If someone can toss us some bones and give analogies for all the other crazy terms in Quant, I’d appreciate it.

Excellent analogy. Now how is that determined…

It’s present when you have high R2 and significant F-scores but with insignificant T-scores. I think of it this way - how can you have a good hockey team (high R2 and significant F-scores) made up of crappy players (insigificant Ts) - answer: you can’t!

Best analogy so far. Let’s keep this going. Analogy for Heterskedasticity…

Conditional, or unconditional?

Answer: the whole is greater than the sum of its parts.

since unconditional is not doing any harm, so let’s talk about conditional.

I drive from Orange County, CA to the Mojave Desert, and note how rough the ride is along the way. In Orange County, the roads are all paved, the highways are smooth, so my Honda S2000 can breeze along at 120 mph (Oops . . . did I really write that? Of course, I meant 65 mph.), top down, with no problems. But when I get to the desert, the roads are unpaved, and rough, with bumps and dips and big rocks and so on; I’m lucky if I can drive 10 mph without risking my suspension, and, of course, I have to have the top up because of all of the dust.

If I were to try to characterize the average bumpiness of the ride, I would be way off; it will depend severely on whether I’m at the start of my drive, or the end of my drive.

How’s that?

jeez, so now i know where the prefix S2000 comes from :wink: what about considering changing it to SLKmagician?

ok to the business…not a bad example, but i thought it should make more sense to all of us if we can somehow integrated the financial terms like t statistic or standard error into it

In 2000, Road & Track magazine did a comparison test amongst a number of roadsters. Their original idea was to include the Porsche Boxster, BMW Z3, Audi TT, and Mercedes-Benz SLK280 (I think it was a 280: the first SLK).
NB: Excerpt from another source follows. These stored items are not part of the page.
PR #2969, opened 2021-05-26
Add Support for Editing Records in CorfuStore Tables.

pankti-m:
Add Support for Editing Records in CorfuStore Tables.

Description:
Allow editing the record corresponding to a given key in a CorfuStore table.

CorfuStore tables contain records in protobuf format.  To construct a protobuf from the JSON string inputs, use type information stored in TableRegistry.

Why should this be merged: Editing an existing record is a key requirement for debugging and troubleshooting.

- [ ] Public API has Javadoc

### DIFF
--- a/corfudb-tools/src/main/java/org/corfudb/browser/CorfuStoreBrowser.java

They decided that they’d like to have a fifth car in their comparison, so at the last minute they added a Honda S2000.

After all of the testing and comparing – some of it objective (0 – 60 times, lap times, lateral acceleration), some of it subjective (styling, comfort, roominess), the winner was no surprise: the Boxster.

The car they tossed in to round out the field – the S2000 – came in second. _ Second. _

The margin of victory: the Boxster had more trunk space.

I believe that the SLK came in last, but don’t quote me on that. I’d have to look it up.

I liked their summary of the Honda: If you’re driving this car with the top up, the storm outside had better have a name.

(By the way, mine’s an '01 and it just turned over 200,000 miles. Original engine. I doubt that the German cars would make it that far, and I used to own a 911S.)

Um . . . it’s an analogy.

(You don’t ask for _ much _, do you? wink)

I don’t think that that’s a very good example. Height and sex would be very appropriate variables to combine into the same model to predict weight.

We run into multicollinearity when two variables are providing nearly-redundant information; like combining, say, a person’s 1) height and 2) pants inseam length, into the same model. These variables would have a correlation of perhaps 90%, and using them together is likely to lead to multicollinearity.